Miami Looked Very, Very, Old. This is why signing Carmelo Anthony is not going to help things. The Heat already have an old roster. Another shooter who doesn’t do little things, doesn’t have the energy or athleticism to keep up with 20-year-olds, is not going to help them. Once Mario Chalmers self-destructed, the Heat lost the final bit of youth in their starting lineup, and don’t even bring up the bench. Why do I think they look old? Erik Spoelstra is one of the game’s better offensive tacticians. He understands spacing, passing, screens, and angles with the best of them. He draws fabulous out-of-timeout plays and has overseen a complete overhaul of Miami’s offensive system. And yet, possession after possession, the Heat would walk the ball up the court, dump it to LeBron, and watch him wait out the shot clock before attacking in isolation (or with a rudimentary high screen). It’s OKC basketball, so what is it doing in South Beach?

I think Spoelstra has his guys purposefully playing this way because he knows he doesn’t have guys that can sprint from side to side and make quick, accurate decisions. That the Heat can’t run up and down the court with the younger (!), more athletic Spurs. That his only chance is to limit possessions, drain clock, and hope that the world’s best player can pull something out of his butt to save them, over and over again. I think the Heat play this way because Ray Allen can only run around so many screens, because Dwyane never cuts anymore, because they have no other ball handler they trust. Because they’re about 5-6 guys short from being able to run the Spurs’ system.

Kawhi Leonard Is a Deserving Finals MVP. I’m not going to gloat that I was right about Kawhi because it was no secret he was a star in the making. I’ll just say that I really enjoyed his transformation. He guards everybody. He gets every rebound. He is a deadly shooter, one you can run plays for. He has a handle and can take it to the rack. Once, there, he will destroy them rim with a shattering dunk. He even has a midrange, pull-up game.

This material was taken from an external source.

Issue #1950, opened 2025-07-21
verify state does not properly handle out-of-order write completions


riley-pstg:
**Description of the bug:**
When testing data integrity across power cycles / reboots with `trigger` and `verify_state_load=1`, fio does not properly handle out-of-order completions (e.g. due to tail latency). This can lead to fio attempting to verify a block that was never written.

This was brought up in the broadcast multiple times, but he really is like a younger Pippen, with those long arms and huge hands. I already trust his shot more than Scottie’s. All he needs to develop is a little more change-of-direction in his dribble drives and to keep working as a passer. I’m so glad that he looks like the next star in the Spurs’ dynasty.

LeBron Had a Great Series. People are going to criticize him for the cramps, the loss, everything. But LeBron had a mammoth (though not epic) series. If not for those cramps in Game 1, I really think the Heat win that game and we go back to Miami for Game 6 on Thursday night. He was everything for Miami. He guarded the Spurs’ best players, whether Tony, Many, or Kawhi. He was the Heat offense. Sure, he was played to a draw by Leonard, but without that ridiculous shooting display in Game 2, this could have been a sweep. He scored a third of the Heat’s points in this series on percentages better than he had in the regular season. LeBron was not the reason the Heat lost. LeBron was the reason the Heat were here in the first place.

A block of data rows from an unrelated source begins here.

PR #1953, opened 2025-07-29
fix: prevent null pointer dereference in run_dedupe_threads

lhywk:
### Describe

Fixes a potential null pointer dereference in `run_dedupe_threads()` by adding a null check before calling `fio_sem_remove()`.
### Expected behavior
If `fio_sem_init()` fails (returns `NULL`), the program should skip calling `fio_sem_remove()` to avoid dereferencing a null pointer.
### Actual behavior
When `fio_sem_init()` fails and returns `NULL`, the code still calls `fio_sem_remove(size_lock)`, which dereferences the pointer without validation, leading to undefined behavior or a crash.

This is a minimal and safe fix that prevents a crash without altering the original logic. It improves code robustness by explicitly guarding against a potential null pointer, which aligns with good defensive programming practices.
Thanks for reviewing.

### DIFF
--- a/t/dedupe.c
+++ b/t/dedupe.c
@@ -457,6 +457,8 @@ static int run_dedupe_threads(struct fio_file *f, uint64_t dev_size,
 	total_items = dev_size / blocksize;
 	cur_offset = 0;
 	size_lock = fio_sem_init(FIO_SEM_UNLOCKED);
+	if (size_lock == NULL)
+		return 1;
 
 	threads = malloc(num_threads * sizeof(struct worker_thread));
 	for (i = 0; i < num_threads; i++) {


sitsofe:
Hi @lhywk:
Is this fix in response to a "this happened to me" problem or is this more of a fix to a theoretical issue? The reason I ask is because by my reading if `fio_sem_init()` fails you pretty much shouldn't carry on as you have no semaphore to share between the threads/processes that are spawned after the `fio_sem_init()` line.

lhywk:
Thanks @sitsofe
this issue was identified as a theoretical risk rather than something I encountered in practice.
Given that `fio_sem_init()` failure means no semaphore is available for coordinating the threads, would it make more sense to return early from `run_dedupe_threads()` instead of just guarding the cleanup?
I originally added the null check to prevent a potential crash, but I'm happy to adjust the fix if early exit is the more appropriate behavior here.

sitsofe:
@lhywk:
The bigger question is what is the effort needed (both for you and us) versus reward. The fio project doesn't try and recover from all possible errors and the nature of the project **isn't** a critical internet facing service where crashes on error paths are not allowed. From my perspective if fio is in a situation such as being out of memory, I'm OK with it dereferencing `NULL` and crashing as opposed to making the code more complex so as to do a graceful exit. Further, you are fixing up a test tool (`dedupe.c` is in the `t/` directory) so this fix isn't going to impact the main fio tool most users use (the `dedupe` test tool may not even be packaged up by distro vendors). Given all the above, this isn't what I would have wanted your first contribution to be but still...

Back to your actual question, yes I'd prefer an early return. I did a check and it look like all the errors generated by paths from `fio_sem_init()` already log their errors so I think the following is enough:
- Check if size_lock is NULL
- Return with a non-zero code (but what value to pick?)

As a one off we can accept such a change but if you have time it would provide more value to both you and us for you to tackle one of the triaged/"patches welcome" issues: https://github.com/axboe/fio/issues?q=state%3Aopen%20label%3Atriaged%20OR%20label%3Apatcheswelcome after this :-).

sitsofe:
I would also change the commit title to be:
```
t/dedupe: fix NULL dereference when fio_sem_init() fails
```

lhywk:
@sitsofe Updated the patch to use an early return with `ENOMEM` if `fio_sem_init()` fails.  
Let me know if you’d prefer a different return value.

sitsofe:
@lhywk:
Technically `fio_sem_init()` could fail for reasons other than memory right (although I agree that would be the most likely scenario)?

Please squash these commits together into one commit (I'd recommend using doing an interactive rebase) and update the commit message of the remaining commit so it's just:
```
t/dedupe: fix NULL dereference when fio_sem_init() fails

fio_sem_init() may return NULL if allocation or initialization fails.
Add a null check before calling fio_sem_remove to prevent potential
NULL pointer dereference.

<your signed off by here>
```

sitsofe:
@lhywk additionally you want to bail out as soon as you know that `fio_sem_init()` failed and before you do anything else that might make use of it so I think you need to early return around line 461.

lhywk:
@sitsofe Updated to early return if fio_sem_init() fails, before using size_lock. Thanks for the review.

axboe:
Guys, this makes no sense. First of all, how on earth would fio_sem_init() ever return NULL in there? Answer is it won't. And secondly, if it was an issue, then why not fix at least both spots in that file where fio_sem_init() is called?

This is unnecessary churn.

sitsofe:
@lhywk my apologies - I should have pushed back rather than making work for you but hopefully the practice was still useful.

@axboe the main way I could see this `fio_sem_init()` returning NULL is due to something like `mmap()` failing due to running out of memory. Given the anonymous mmap is tiny I admit this is a very unlikely scenario (and we're in all sort of other trouble). Your point asking why all the call sites weren't fixed is a fair point (I didn't check beyond the PR diff) and I understand your overall reasoning that this is unnecessary. I guess my hope was that this would be a small "gateway" fix to more meaningful changes in the future...

axboe:
In my experience, risk of random breakages for changes like this are way higher than any perceived benefit. And if we'd need to care about malloc/mmap returning NULL, then we'd need a sweeping project to cover everything in fio, not just a single random spot in a tool that's not even part of the fio main executable. Hence I really don't think it's worth wasting time on.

On defense, James continued to try to glue the Heat’s system together, but once it became evident that Mario Chalmers was unplayable, that system folded. Putting LeBron on Parker works for stretches, but it also draws him far from the rim, dissuades him from guarding two players as the Heat overload the strong side, and invite the Spurs to use secondary ballhandlers, including Leonard, Manu Ginobili, Boris Diaw, Danny Green, and Patty Mills to collapse the defense. There’s a reason Spoelstra only resorted to this tactic during the 4th quarters last year. I’ll admit to supporting LeBron more than some – to me, it’s a privilege to watch a transcendent player. He had a great but not monumental series, and that is not at all indicative of his career. You may not realize, but the NBA is better than it’s ever been (though not necessarily the Eastern Conference). Teams and players are smarter and it’s becoming harder to build a dynasty. That makes LeBron’s two titles special and the Spurs’ most recent victory noteworthy.

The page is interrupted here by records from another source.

PR #1954, opened 2025-07-30
Sprandom

tomas-winkler-sndk:
Sprandom (SanDisk Pseudo Random) is a method developed to rapidly
precondition large SSDs by leveraging knowledge of physical
over-provisioning (OP). It uses fio to recreate the steady-state OP
distribution of a 100% random write workload by performing
invalidations at region-specific rates during writes.

This approach aims to:

1. Fully populate the L2P table by writing every LBA once.
2. Achieve a steady-state OP distribution across physical media.
3. Prevent physical contiguity in L2P entries, avoiding compressibility.
4. Limit the physical scatter of logically adjacent addresses.

Sprandom accomplishes the first three goals with a single physical
write pass, improving preconditioning efficiency and fidelity.

The patch series suggest a way to integrate sprandom into FIO,
as discussed here: https://github.com/axboe/fio/discussions/1935

Signed-off-by:  Tomas Winkler <tomas.winkle@sandisk.com>


HOWTO.rst
```diff
@@ -1632,6 +1632,24 @@ I/O type
 	space exceeds 2^32 blocks. If it does, then **tausworthe64** is
 	selected automatically.
 
+.. option:: sprandom=bool
+
+        SPRandom is a method designed to rapidly precondition large SSDs for
+        random write workloads. It divides the storage into equally sized regions
+        and calculates the required invalidation rate per region.
+        SPRandom utilizes random writes with **lfrs** distribution.
```
vincentkfu, line 1640: lfsr

sprandom.c
```diff
@@ -0,0 +1,383 @@
...
+{
+	struct buf_output out;
+	int i;
+
+	buf_output_init(&out);
+
+	log_buf(&out, "[");
+	for (i = 0; i < len - 1; i++) {
+		log_buf(&out, "%.2f, ", darray[i]);
+	}
```
vincentkfu, line 40: The coding style we use removes these curly braces when they are not necessary

sprandom.c
```diff
@@ -0,0 +1,383 @@
...
+
+cleanup:
+	free(x_orig);
+	free(y_orig);
+	free(new_x_arr);
+
+	return ret;
+}
+
+/* compute write amplification */
```
vincentkfu, line 262: This comment does not add anything.

sprandom.c
```diff
@@ -0,0 +1,383 @@
...
+{
+	return 0.5 / over_provisioning + 0.7;
+}
+
+static inline double compute_validity(double waf)
+{
+	return 1.0 - (double)1.0 / waf;
+}
+
+static double *compute_validity_dist(unsigned int n_regions, double over_provisioning)
```
vincentkfu, line 273: It seems like this function is carrying out calculations using symbols that are discussed in a paper. However, readers of this code do not have access to the background research from which the code originates. Please write a comment summarizing and justifying the calculations carried out here. For an example of what I am looking for take a look at the long comment in https://github.com/axboe/fio/blob/master/stat.h

filesetup.c
```diff
@@ -1400,6 +1401,16 @@ int setup_files(struct thread_data *td)
 			goto err_out;
 	}
 
+	if (td->o.sprandom) {
+		if (td->o.nr_files != 1) {
+			 log_err("SPrandom supports only one file");
```
vincentkfu, line 1406: `fio: SPrandom supports only one file`

init.c
```diff
@@ -690,6 +690,17 @@ static int fixup_options(struct thread_data *td)
 	if (o->zone_mode == ZONE_MODE_STRIDED && !o->zone_range)
 		o->zone_range = o->zone_size;
 
+	/* SPRandom requires LFSR and disables randommap to enable invalidation rewrites */
+	if (o->sprandom) {
+		if (td_write(td) && td_random(td)) {
+			o->random_generator = FIO_RAND_GEN_LFSR;
```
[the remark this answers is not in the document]
vincentkfu: Should fio abort with an error if the user specifies a 50/50 r/w workload?

HOWTO.rst
tomas-winkler-sndk: Sure, will rephrase.

sprandom.c
tomas-winkler-sndk: it spells the acronym.

sprandom.c
```diff
@@ -0,0 +1,383 @@
...
+	free(y_orig);
+	free(new_x_arr);
+
+	return ret;
+}
+
+/* compute write amplification */
+static inline double compute_waf(double over_provisioning)
+{
+	return 0.5 / over_provisioning + 0.7;
```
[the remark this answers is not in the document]
tomas-winkler-sndk: I guess we will collect more empirical evidence as we go.

pcbuf.h
```diff
@@ -0,0 +1,211 @@
...
+ */
+static inline void pcb_commit(struct pc_buf *cb)
+{
+	cb->commit_head = cb->staging_head;
+}
+
+/**
+ * pcb_pop - Pop a value from the committed buffer.
+ * @cb: pointer to the pc_buf structure.
+ * @out: pinter to the variable to store the popped value.
```
vincentkfu, line 119: pointer

sprandom.c
```diff
@@ -375,9 +381,197 @@ int sprandom_setup(struct sprandom_info *spr_info, uint64_t logical_size, uint64
...
+	dprint(FD_SPRANDOM, "Invalidation[%d] %ld %ld %.04f %d\n",
+		info->current_region,
+		info->region_write_count,
+		info->invalid_count[phase],
+		(double)info->invalid_count[phase] / (double)info->region_write_count,
+		info->invalid_pct[info->current_region]);
+
+}
+
+int sprandom_get_next_offset(struct sprandom_info *info, struct fio_file *f, uint64_t *b)
```
vincentkfu, line 466: I think this function deserves a summary explanation at the top. Something along the lines of:
- This generates offsets to write a region and saves a fraction of the offsets in a ring buffer
- The next region starts by writing all of the saved offsets to achieve the desired fraction of invalid blocks in the previous region. Then the remainder of the current region is filled with new offsets.

vincentkfu:
Also please resolve the build failures identified by our automated tests.

vincentkfu:
I think the approach taken here is still overly influenced by the job file approach described in the OCP presentation which has each region overwrite offsets written in the immediately previous region.

The two-phase circular buffer seems well done but it is a considerable amount of additional code (that will have to be maintained in perpetuity) with only one user. Its use must be very advantageous to justify including it.

I have a simpler alternative that as far as I can tell accomplishes the same result:
- Have each region and its invalidating writes be self contained
- Write each region with offsets from the LFSR to fill (1 - invalidation_fraction) * region_size
- While writing the above, save invalid_fraction of the offsets
- For the remainder of the region, issue writes from the saved list, repeating offsets if necessary

As far as I can tell this produces the same outcome as the two-phase ring buffer approach but is simpler and does not require a special data structure.

steven-sprouse-sndk:
> I think the approach taken here is still overly influenced by the job file approach described in the OCP presentation which has each region overwrite offsets written in the immediately previous region.
> 
> The two-phase circular buffer seems well done but it is a considerable amount of additional code (that will have to be maintained in perpetuity) with only one user. Its use must be very advantageous to justify including it.
> 
> I have a simpler alternative that as far as I can tell accomplishes the same result:
> 
> * Have each region and its invalidating writes be self contained
> * Write each region with offsets from the LFSR to fill (1 - invalidation_fraction) * region_size
> * While writing the above, save invalid_fraction of the offsets
> * For the remainder of the region, issue writes from the saved list, repeating offsets if necessary
> 
> As far as I can tell this produces the same outcome as the two-phase ring buffer approach but is simpler and does not require a special data structure.

We discussed a similar approach, but there were a couple concerns:
1. When writing the "remainder of the region..." we do not want to create a sub-region that has 100% validity. In other words we need to ensure that all writes in a region have the same probability of becoming invalid. 
2. We could create invalidation writes within the 2nd sub-region, but at some point the invalidations of a specific address would come close enough together in time that some drives might be able to do invalidation in their write caches. This might be over estimating how much of an effect this would have but that is one reason we landed on the current approach.

I think if you can think of a way to address (1) and convince ourselves that (2) is not a significant issue, then we can look at this other approach.

vincentkfu:
> > I think the approach taken here is still overly influenced by the job file approach described in the OCP presentation which has each region overwrite offsets written in the immediately previous region.
> > The two-phase circular buffer seems well done but it is a considerable amount of additional code (that will have to be maintained in perpetuity) with only one user. Its use must be very advantageous to justify including it.
> > I have a simpler alternative that as far as I can tell accomplishes the same result:
> > 
> > * Have each region and its invalidating writes be self contained
> > * Write each region with offsets from the LFSR to fill (1 - invalidation_fraction) * region_size
> > * While writing the above, save invalid_fraction of the offsets
> > * For the remainder of the region, issue writes from the saved list, repeating offsets if necessary
> > 
> > As far as I can tell this produces the same outcome as the two-phase ring buffer approach but is simpler and does not require a special data structure.
> 
> We discussed a similar approach, but there were a couple concerns:
> 
> 1. When writing the "remainder of the region..." we do not want to create a sub-region that has 100% validity. In other words we need to ensure that all writes in a region have the same probability of becoming invalid.
> 2. We could create invalidation writes within the 2nd sub-region, but at some point the invalidations of a specific address would come close enough together in time that some drives might be able to do invalidation in their write caches. This might be over estimating how much of an effect this would have but that is one reason we landed on the current approach.
> 
> I think if you can think of a way to address (1) and convince ourselves that (2) is not a significant issue, then we can look at this other approach.

For item 1 it would be straightforward to sprinkle invalidating writes throughout the entire region instead of waiting until near the end. However, this would likely exacerbate item 2 especially for the region with the the highest number of invalid blocks. I cannot think of a way to resolve item 2.

So I think this concern is sufficient to justify including the new ring buffer code. Please include this justification in the comment summarizing this feature.

Finally, please add some unit tests for the two-phase ring buffer. There are examples in https://github.com/axboe/fio/tree/master/unittests

examples/sprandom.fio
```diff
@@ -0,0 +1,32 @@
...
+rw=randwrite
+bs=${FIO_BS}
+blockalign=${FIO_BS}
+direct=1
+norandommap=1
+iodepth=64
+[preconditioning]
+sprandom=1
+spr_op=0.15
+spr_num_regions=100
```
sitsofe, line 32: Could we have a newline at the end of this file?

steven-sprouse-sndk:
@vincentkfu There are still a few commits we'd like to make before this is merged. Can you provide feedback on the fixes that @tomas-winkler-sndk  checked in over the weekend?

examples/sprandom.fio
```diff
@@ -0,0 +1,33 @@
...
+;
+[global]
+ioengine=libaio
+rw=randwrite
+bs=${FIO_BS}
+blockalign=${FIO_BS}
+direct=1
+norandommap=1
+iodepth=64
+[preconditioning]
```
steven-sprouse-sndk, line 29: @tomas-winkler-sndk the HOWTO.rst states that `random_generator` needs to be set to `lfsr`, but `random_generator` is not set in this example.

HOWTO.rst
```diff
@@ -1632,6 +1632,24 @@ I/O type
 	space exceeds 2^32 blocks. If it does, then **tausworthe64** is
 	selected automatically.
 
+.. option:: sprandom=bool
+
+        SPRandom is a method designed to rapidly precondition large SSDs for
+        random write workloads. It divides the storage into equally sized regions
+        and calculates the required invalidation rate per region.
+        SPRandom requires **random_generator** to be set to **lfsr**.
+
```
vincentkfu, line 1641: This should be written to communicate to a user who knows nothing about what this feature does.

How about this?

SPRandom is a method designed to rapidly precondition SSDs for
steady state random write workloads. It divides the device into equally sized regions
and writes the device's entire physical capacity one time selecting offsets so that the regions have a distribution of invalid blocks matching the distribution that occurs at steady state. Default: false.

It doesn't require `random_generator=lfsr` since this will be set for the user if it is unset.

sprandom.c
```diff
@@ -0,0 +1,556 @@
...
+	struct point *new_points_arr = (struct point *)0;
+	unsigned int i;
+	int ret = 0;
+
+	if (points == NULL || resampled_points == NULL)
+		return -EINVAL;
+
+
+	if (num == 0) {
+		log_err("Original points array cannot be empty.\n");
```
vincentkfu, line 318: fio: Original points array...

sprandom.c
```diff
@@ -0,0 +1,556 @@
...
+#include <math.h>
+#include "fio.h"
+#include "file.h"
+#include "sprandom.h"
+
+/*
+ * Model for Estimating Steady-State Data Distribution in SSDs
+ *
+ * This model estimates the distribution of valid data across a flash drive
+ * in a steady state. It is based on the key insight from Desnoyers' research,
```
vincentkfu, line 18: Please add the Desnoyers citation to this comment.

sprandom.c
```diff
@@ -0,0 +1,383 @@
...
+	return ret;
+}
+
+/* compute write amplification */
+static inline double compute_waf(double over_provisioning)
+{
+	return 0.5 / over_provisioning + 0.7;
+}
+
+static inline double compute_validity(double waf)
```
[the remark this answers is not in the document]
vincentkfu: Can you rename this to something like `compute_gc_validity` or `compute_min_validity` so that it does not give the impression that it provides a general validity fraction. It would also be helpful to specify that it returns a proportion.

sprandom.c
```diff
@@ -0,0 +1,556 @@
...
+	}
+
+	acc = 0.0;
+	for (i = 0; i < n_regions; i++) {
+		acc_ratio[i] = acc + blocks_ratio[i];
+		acc = acc_ratio[i];
+	}
+
+	print_d_array("validity_distribution", validity_distribution, n_regions);
+	print_d_array("blocks ration", blocks_ratio, n_regions);
```
vincentkfu, line 476: ratio

sprandom.c
```diff
@@ -0,0 +1,556 @@
...
+ * Return: resampled and reversed validity distribution array or NULL on error.
+ */
+static double *compute_validity_dist(unsigned int n_regions, double over_provisioning)
+{
+	double waf = compute_waf(over_provisioning);
+	double validity = compute_validity(waf);
+	double *validity_distribution = NULL;
+	double *blocks_ratio = NULL;
+	double *acc_ratio = NULL;
+	double acc;
```
vincentkfu, line 440: Can you explain what `blocks_ratio` and `acc_ratio` will be used for? It seems like they are involved in invalidating blocks from previous regions but it is not obvious how they are used.

sprandom.c
```diff
@@ -0,0 +1,556 @@
...
+
+	points = p_alloc(n_regions);
+
+	for (i = 0; i < n_regions; i++) {
+		points[i].x = acc_ratio[i];
+		points[i].y = validity_distribution[i];
+	}
+	print_d_points(points, n_regions);
+
+	ret = sample_curve_equally_on_x(points, n_regions, n_regions,
```
vincentkfu, line 487: Why is resampling needed? Does `linspace()` not produce evenly space values?

sprandom.c
```diff
@@ -0,0 +1,556 @@
...
+	if (new_points_arr == NULL) {
+		log_err("Memory allocation failed for new_points_arr.\n");
+		ret = -ENOMEM;
+		goto cleanup;
+	}
+
+	/* 6. Perform linear interpolation for each new_x to get new_y */
+	for (i = 0; i < num_resampled; i++) {
+		new_points_arr[i].x = new_x_arr[i];
+		new_points_arr[i].y = linear_interp(new_x_arr[i], x_orig, y_orig, num);
```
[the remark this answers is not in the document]
steven-sprouse-sndk: @vincentkfu This approach stems from the way we are interpreting equation that describes the distribution of OP. We construct the curve based on  uniform intervals on the y-axis, but those points are not uniform on the x-axis. The resampling and interpolation is done to find uniform intervals on the x-axis.

malventano:
> * Write each region with offsets from the LFSR to fill (1 - invalidation_fraction) * region_size

> As far as I can tell this produces the same outcome as the two-phase ring buffer approach but is simpler and does not require a special data structure

I believe @vincentkfu was onto something here. Since LFSR is used for the writing of each region, and LFSR is deterministic, there should not be any need to create a memory structure to save off all writes for each region. The previous region's LFSR can simply be played back and the desired percentage of invalidations can be issued in the exact same sequence and with the same addresses as they would have if the memory structure were used.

Mike D’Antoni and 7 Seconds Or Less Worked. I believe Mike watched this series. Even though he’s out of basketball out of being unceremoniously canned by the Lakers, D’Antoni’s fingerprints were all over this series. In the mid-2000s, the NBA faced an identity crisis. After the removal of the hand check rule and a cleaning-up of officiating, the NBA had to decide if it would adhere to its physical, attack the rim and the other team past, or if would look to a future of spacing, threes, and penetrating guards. The 7 Seconds Or Less Suns that D’Antoni coached were at the forefront of that evolution. They pioneered spacing, 3 pointers, and constant ball movement around a bevy of screens.

That movement was defeated. I remember someone writing that the 2006 series in which Dwyane Wade and these Miami Heat defeated the Dallas Mavericks as a referendum of sorts on the evolution. How the pack-the-paint, get-to-the-line, old-school Heat mucked up the game and knocked out the hot-shooting, floor-spacing Mavs. That series was followed by a half decade of traditional teams winning the title: San Antonio, Boston Celtics, L.A. Lakers. Ironically, it was the Mavs that ended the cycle somewhat by beating these Heat and their Big 3, but even Dallas had to grab a rim-protecting big man (Tyson Chandler) and a defensive wing (DeShawn Stevenson) to win it. Then 2012 happened. Chris Bosh went down in the middle of the playoff run and the Heat unleashed small-ball destruction on the league. Gone were the post behemoths. In was Battier, a shooter, at 4. The next year they added another shooter and took down the small-ball Spurs. This year, the cycle is complete.

What evidence do I have of this transformation? Boris Diaw. Grantland just ran a great piece on him. He was a hallmark of the D’Antoni Suns, a player that combined passing, shooting, and ball-handling into one glorious package. After the evolution was suppressed, he bounced around more traditional teams that had no idea how to use him. I remember him languishing on the Charlotte bench, completely unplayable. Then he found the Spurs. Each year, he’s gotten better as his hair has turned more silver. Last year, I couldn’t believe my eyes when Boris, Charlotte Boris, was guarding LeBron and dishing to Duncan. This year, he was a wrecking ball. His passes didn’t just lead to made shots, they led to shots taken by wide open players. He punished people on the block. He rained threes. Along with Kawih, he’s a Spur that is markedly improved this year and a reason that this incarnation won the Finals.

I’m not saying that Mike D’Antoni is a great coach or whatever. But he deserves credit for anticipating the way the league would be played, even if it happened a few years too late for him. He deserves credit for challenging convention and losing because convention is a sticky beast. I hope Mike watched the Finals and I hope he was pleased by the product.

The San Antonio Fans Deserve This. I don’t want to harp on Miami again, but if LeBron, Wade, or Bosh are in the game, stay in your seat. Simple. Show them the respect to be there because they won’t always be around. The Spurs fans? Magnificent. I’m not one myself, but they deserve to savor this team a few more times. It’s truly special team, a special city, and a special relationship. So relish this, San Antonio. I hope you're back next year.